Grayling’s bible is already a bestseller in the U.K. (it did particularly well over Easter weekend) although it may not do as well in the United States because, while available on Amazon, it has a British publisher. The author had the chuztpah to describe his bible as a “tribute to the Hebrew Bible’s editors, who took the legends of their forebears and wove them into one compelling, if digressive narrative.”
There has already been a good deal written, particularly in England, about whether Grayling’s bible insults religion. This is utterly beside the point, since the book is an insult to language, to authors who deserve credit for their words, to translators who deserve credit for translating those words, and, above all, to the intelligence of secular readers. We don’t have one Good Book. We have good books, thousands of years of them, and the real Euripides, Shakespeare, Spinoza and Darwin are all available to provide a genuine humanistic education.
People who prize reason ought to have the discrimination and energy to read genuine works of literature and philosophy and leave the pleather to to those who are too lazy to care about intellectual and historical context.

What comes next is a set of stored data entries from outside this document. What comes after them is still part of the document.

Issue #509, opened 2025-03-12
Use `DetectorDatabase` transparently


nelimee:
## Is your feature request related to a problem? Please describe.

The default and recommended usage of `tqec` leaves out a nice performance improvement by not using `DetectorDatabase`. That leads to performance issues (e.g., #494, even though this issue have another source).

## Describe the solution you'd like

`DetectorDatabase` should be used transparently when computing detectors. Ideally, it should be saved somewhere for future reuse. Here are the possible solutions:

1. Do not save anything, and use a fresh database at each computation. That can already save a lot of computation for large topological computations, but there will be an upfront cost of re-computing once each detector and that cost is removed in the other solutions below.
2. Transparently save (when finishing a detector computation) and reload (when computing new detectors) the `DetectorDatabase` instance to a unique path on the user home directory. That means that the first detector computation will be costly (computing new detectors), but subsequent detector computations will re-use the saved database and will take way less time to run.
3. Ship an already populated database along with `tqec`.

First and foremost, which of the above points should be prioritised in your opinion?

afowler:
I'm very supportive of a precomputed database since that leads to the
maximum potential performance improvement.

nelimee:
> We have a small

If I remember correctly, for the logical CNOT, that around 800 different structures. I would have to check again.

> , well-defined, and finite set of structures that we want to simulate, so the size of a pre-populated database with common detector patterns is bounded.

but it is bounded, yes.

> Perhaps in the long-term we can take a 2 & 3 hybrid approach where we ship a pre-populated db with common detector patterns and add interfaces to load/save from the users home directory.

Ideally that's what I had in mind. 

Something like a CLI to call (e.g., `tqec download`) to download a pre-populated database to a user-writable directory (something like `$XDG_DATA_HOME` or `~/.local/share/`) and then tqec can enrich that database when the user sees situations not in it.

BSchelpe:
I would like to try this issue, if no one else is working on it. 

In similar situations, I have usually seen option 2 in Adrien's list implemented.
My worry about option 3 would be that it would be tricky to enforce that the shipped database stays up to date as the 
code base changes (ie it is rebuilt every time the code changes in a way that changes the detectors). 
 
My proposal would be to implement option 2 for the near term now, that would already improve performance
now. And then the addition of a precomputed shipped database could be left open to be added in the future. I don't 
think this would cause much tech debt. 

Is this an acceptable way forward?

nelimee:
[...]

PR #573, opened 2025-04-23
Implement detector database transparently

BSchelpe:
This implements #509, specifically option 2. Ie if the user does not pass in any preferences about the detector database the code under the hood uses the local default database, both reading from (if it already exists) and writing to it. 

Some other options have also been added: do_not_use_database means no database is used anywhere (in case the user wants a completely clean computation with no interaction with the database) and only_use_database - this was a previously existing code path, that was cutoff by the change from CompiledGraph to TopologicalCompiledGraph, but has now been reinstated.  

Notes about my code changes:
1. the detector compute functions now pass the database as well as the detectors back up, so that it can be saved to file at the end of the computation.
2. I added a detector_database property to AnnotateDetectorsOnLayerNode and LayerNode. The former because it belongs there, the latter because the updated database needs to persist between walks along the children in order to then be saved to file, LayerNode is also where the save_database_to_file() function sits. At the end of LayerTree._annotate_detectors() is where the database is saved to file. 
3. I have put the conversion of the user arguments into values for detector_database and database_path at the beginning of LayerTree.generate_circuit() as this looked to be the latest one might expect a user to be calling in to the code path.

### DIFF
--- a/src/tqec/compile/detectors/database.py
+++ b/src/tqec/compile/detectors/database.py
@@ -22,8 +22,11 @@ from tqec.templates.subtemplates import SubTemplateType
 from tqec.utils.exceptions import TQECException
 from tqec.utils.position import Shift2D
 
-DEFAULT_DETECTOR_DATABASE_PATH: Final[Path] = Path(
-    user_data_dir(appname="TQEC") + "\\my_detector_database.pkl"
+DEFAULT_DETECTOR_DATABASE_PATH: Final[Path] = (
+    # Note the use of the "*_path" variant that returns directly a Path instance.
+    # Operator "/" is overloaded by the Path class to be the correct path separator depending on the OS,
+    # so the below line should be a valid path independently of the OS.
+    user_data_path(appname="TQEC") / "my_detector_database.pkl"
 )
 
 
--- a/src/tqec/compile/detectors/database.py
+++ b/src/tqec/compile/detectors/database.py
@@ -5,8 +5,7 @@ import pickle
 from dataclasses import dataclass, field
 from functools import cached_property
 from pathlib import Path
-from platformdirs import user_data_dir
-from typing import Final, Sequence
+from typing import Sequence
 
 from tqec.circuit.measurement_map import MeasurementRecordsMap
 from tqec.circuit.moment import Moment
@@ -21,13 +20,6 @@ from tqec.plaquette.plaquette import Plaquettes
 from tqec.templates.subtemplates import SubTemplateType
 from tqec.utils.exceptions import TQECException
 from tqec.utils.position import Shift2D
-
-DEFAULT_DETECTOR_DATABASE_PATH: Final[Path] = (
-    # Note the use of the "*_path" variant that returns directly a Path instance.
-    # Operator "/" is overloaded by the Path class to be the correct path separator depending on the OS,
-    # so the below line should be a valid path independently of the OS.
-    user_data_path(appname="TQEC") / "my_detector_database.pkl"
-)
 
 
 @dataclass(frozen=True)
--- a/src/tqec/compile/detectors/database.py
+++ b/src/tqec/compile/detectors/database.py
@@ -5,7 +5,8 @@ import pickle
 from dataclasses import dataclass, field
 from functools import cached_property
 from pathlib import Path
-from typing import Sequence
+from platformdirs import user_data_dir
+from typing import Final, Sequence
 
 from tqec.circuit.measurement_map import MeasurementRecordsMap
 from tqec.circuit.moment import Moment
@@ -21,7 +22,9 @@ from tqec.templates.subtemplates import SubTemplateType
 from tqec.utils.exceptions import TQECException
 from tqec.utils.position import Shift2D
 
-DEFAULT_DETECTOR_DATABASE_PATH = "./my_detector_database.pkl"
+DEFAULT_DETECTOR_DATABASE_PATH: Final[Path] = Path(
+    user_data_dir(appname="TQEC") + "\\my_detector_database.pkl"
+)
 
 
 @dataclass(frozen=True)
--- a/src/tqec/compile/detectors/database.py
+++ b/src/tqec/compile/detectors/database.py
@@ -21,6 +21,8 @@ from tqec.templates.subtemplates import SubTemplateType
 from tqec.utils.exceptions import TQECException
 from tqec.utils.position import Shift2D
 
+DEFAULT_DETECTOR_DATABASE_PATH = "./my_detector_database.pkl"
+
 
 @dataclass(frozen=True)
 class _DetectorDatabaseKey:
--- a/src/tqec/compile/graph.py
+++ b/src/tqec/compile/graph.py
@@ -472,8 +472,8 @@ class TopologicalComputationGraph:
                 argument is negative.
            detector_database: an instance to retrieve from / store in detectors
                 that are computed as part of the circuit generation. If not given,
-                the detectors are retrieved from/stored in the default location of
-                /my_detector_database.
+                the detectors are retrieved from/stored in the provided 
+                ``database_path``.
             database_path: specify where to save to after the calculation, when augmented.
                 As for detector_database, this defaults to /my_detector_database if
                 not specified. If detector_database is not passed in, the code attempts to
--- a/src/tqec/compile/graph.py
+++ b/src/tqec/compile/graph.py
@@ -464,7 +464,7 @@ class TopologicalComputationGraph:
 
         Args:
             k: scale factor of the templates.
-            noise_models: noise models to be applied to the circuit.
+            noise_model: noise model to be applied to the circuit.
             manhattan_radius: radius considered to compute detectors.
                 Detectors are not computed and added to the circuit if this
                 argument is negative.
@@ -472,8 +472,8 @@ class TopologicalComputationGraph:
                 that are computed as part of the circuit generation. If not given,
                 the detectors are retrieved from/stored in the provided
                 ``database_path``.
-            database_path: specify where to save to after the calculation, when
-                augmented. This defaults to :data:`.DEFAULT_DETECTOR_DATABASE_PATH`
+            database_path: specify where to save to after the calculation. This
+                defaults to :data:`.DEFAULT_DETECTOR_DATABASE_PATH`
                 if not specified. If detector_database is not passed in, the code
                 attempts to retrieve the database from this location. The user
                 may pass in the path either in str format, or as a Path instance.
@@ -492,7 +492,7 @@ class TopologicalComputationGraph:
             database_path=database_path,
             do_not_use_database=do_not_use_database,
             only_use_database=only_use_database,
-        )  # pass through the variables
+        )
         # If provided, apply the noise model.
         if noise_model is not None:
             circuit = noise_model.noisy_circuit(circuit)
--- a/src/tqec/compile/graph.py
+++ b/src/tqec/compile/graph.py
@@ -477,7 +477,7 @@ class TopologicalComputationGraph:
                 if not specified. If detector_database is not passed in, the code
                 attempts to retrieve the database from this location. The user
                 may pass in the path either in str format, or as a Path instance.
-            do_not_use_database: if True, even the default database will not be used.
+            do_not_use_database: if ``True``, even the default database will not be used.
             only_use_database: if ``True``, only detectors from the database
                 will be used. An error will be raised if a situation that is not
                 registered in the database is encountered.
--- a/src/tqec/compile/graph.py
+++ b/src/tqec/compile/graph.py
@@ -62,10 +62,7 @@ from tqec.compile.blocks.positioning import (
     LayoutPosition2D,
     LayoutPosition3D,
 )
-from tqec.compile.detectors.database import (
-    DetectorDatabase,
-    DEFAULT_DETECTOR_DATABASE_PATH,
-)
+from tqec.compile.detectors.database import DetectorDatabase
 from tqec.compile.observables.abstract_observable import AbstractObservable
 from tqec.compile.observables.builder import ObservableBuilder
 from tqec.compile.tree.tree import LayerTree
@@ -73,6 +70,7 @@ from tqec.templates.enums import TemplateBorder
 from tqec.utils.exceptions import TQECException
 from tqec.utils.noise_model import NoiseModel
 from tqec.utils.position import BlockPosition3D, Direction3D, SignedDirection3D
+from tqec.utils.paths import DEFAULT_DETECTOR_DATABASE_PATH
 from tqec.utils.scale import PhysicalQubitScalable2D
 
 
@@ -472,10 +470,10 @@ class TopologicalComputationGraph:
                 argument is negative.
            detector_database: an instance to retrieve from / store in detectors
                 that are computed as part of the circuit generation. If not given,
-                the detectors are retrieved from/stored in the provided 
+                the detectors are retrieved from/stored in the provided
                 ``database_path``.
             database_path: specify where to save to after the calculation, when augmented.
-                As for detector_database, this defaults to /my_detector_database if
+                This defaults to tqec.utils.paths.DEFAULT_DETECTOR_DATABASE_PATH if
                 not specified. If detector_database is not passed in, the code attempts to
                 retrieve the database from this location. The user may pass in the path
                 either in str format, or as a Path instance.
--- a/src/tqec/compile/graph.py
+++ b/src/tqec/compile/graph.py
@@ -102,6 +102,12 @@ class TopologicalComputationGraph:
         """Represents a topological computation with
         :class:`~tqec.compile.blocks.block.Block` instances."""
         self._blocks: dict[LayoutPosition3D, Block] = {}
+        # For fixed-bulk convention, temporal Hadamard pipe has its on space-time
+        # extent. We need to keep track of the temporal pipes that are at the
+        # same layer of at least one temporal Hadamard pipe.
+        # We use the bottom cube position `z` to store the temporal pipe, s.t.
+        # the pipe is actually at the position `z+0.5`
+        self._temporal_pipes_at_hadamard_layer: dict[LayoutPosition3D, Block] = {}
         self._scalable_qubit_shape: Final[PhysicalQubitScalable2D] = (
             scalable_qubit_shape
         )
@@ -345,13 +351,13 @@ class TopologicalComputationGraph:
         self._replace_temporal_border(
             source,
             TemporalBlockBorder.Z_POSITIVE,
-            block.get_temporal_border(TemporalBlockBorder.Z_POSITIVE),
+            block.get_temporal_border(TemporalBlockBorder.Z_NEGATIVE),
         )
         # Sink
         self._replace_temporal_border(
             sink,
             TemporalBlockBorder.Z_NEGATIVE,
-            block.get_temporal_border(TemporalBlockBorder.Z_NEGATIVE),
+            block.get_temporal_border(TemporalBlockBorder.Z_POSITIVE),
         )
 
     def add_pipe(
@@ -377,6 +383,19 @@ class TopologicalComputationGraph:
         if block.is_temporal_pipe:
             self._check_block_spatial_shape(block)
             self._replace_temporal_borders(source, sink, block)
+            block_trimmed_temporal_borders = block.with_temporal_borders_replaced(
+                {
+                    TemporalBlockBorder.Z_NEGATIVE: None,
+                    TemporalBlockBorder.Z_POSITIVE: None,
+                }
+            )
+            if block_trimmed_temporal_borders:
+                u_pos = LayoutPosition3D.from_block_position(source)
+                # We use the bottom cube position `z` to store the temporal pipe, s.t.
+                # the pipe is actually at the position `z+0.5`
+                self._temporal_pipes_at_hadamard_layer[u_pos] = (
+                    block_trimmed_temporal_borders
+                )
         else:  # block is a spatial pipe
             self._trim_cube_spatial_borders(source, sink)
             key = LayoutPosition3D.from_pipe_position((source, sink))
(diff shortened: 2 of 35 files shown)


nelimee:
One preliminary comment without looking (yet) at the code: initially, I planned to change the `DetectorDatabase` in-place, hence removing the need to return it because the instance provided is modified in-place. I think this is the most reasonable way of doing things, as the detectors in the database should be unconditionally valid*.

It turns out that this was not working correctly with `AnnotateDetectorsOnLayerNode` due to an implicit copy of the database. I fixed that in 3e9c62a6588f2eaa3e767755c2662672d4b17dfa. 

I'll do a full review later, thanks for the PR :)

*: as long as the detector computation procedures and the link `Plaquette.name <-> Plaquette.circuit` are left untouched.

BSchelpe:
Thanks for looking at it!

On modifying the detector database in place, I'm happy to change back to doing that if you prefer it:) 
Just to explain my motivation: I feel more comfortable with functions being explicit about what they've modified 
if the modified object/variable is going to be used again outside the function, by explicitly returning the object/variable. I feel if it isn't explicit it potentially leads to errors when other people modify the code who aren't aware of the implicit behaviour. I agree though that adding the updated database to be returned by the function makes the code clunkier. Could an alternative be to add the functions which modify the detector database as functions on a class? Eg compute_detectors_for_fixed_radius() could become a function on AnnotateDetectorsOnLayerNode and then it would have access to self._database during the computation? I am happy though to follow whichever structure you prefer.

I also see some tests have failed. I'm sorry I ran all the tests I thought were relevant and saw explicitly labelled in the code base before pushing, but didn't see these. I will look into why they're failing.

nelimee:
> I feel more comfortable with functions being explicit about what they've modified if the modified object/variable is going to be used again outside the function, by explicitly returning the object/variable.

I agree with you in general, but for cache/store objects I feel like that is not as much a necessity as for other objects. Let's see what other think about that: should we always return a `DetectorDatabase` instance, or rather modify it in-place and only return the circuit/detectors? 

------

In general, #509 was only about making the use of `DetectorDatabase` transparent to users. I feel like most of the changes here (returning instead of modifying in-place, adding the database as an attribute of `NodeLayer`, ...) are not really solving directly that issue. I am OK discussing these changes, but they should likely rather be introduced in another PR related to another (to be opened and discussed) issue.

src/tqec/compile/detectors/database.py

Note: This week’s religious quackery award goes to the Brooklyn Hasidic newspaper, Der Zeitung, for deleting Secretary of State Hillary Clinton and counterterrorism expert Audrey Tomasen from the front-page photograph of President Obama and his staff watching the raid on Osama bin Laden’s compound. The newspaper issued a statement Monday saying it was sorry if the woman-free version of the picture was “seen as offensive,” but claimed that Jewish modesty laws forbade publishing any pictures of women. Several non-Hasidic rabbis took issue with the statement, noting that nothing in Jewish law forbids the publication of photographs of normally clothed women. I’m guessing that the ultra-Orthodox bullies who run this insular Hasidic paper don’t like the idea of any women with power. What would they do if Golda Meir were still alive and the Prime Minister of Israel?
Update: This post originally read that according to Newton’s Law of gravity,“the apple does not draw the earth to itself.” In fact, the apple does draw the earth, though the effect is so small as to be scientifically immeasurable.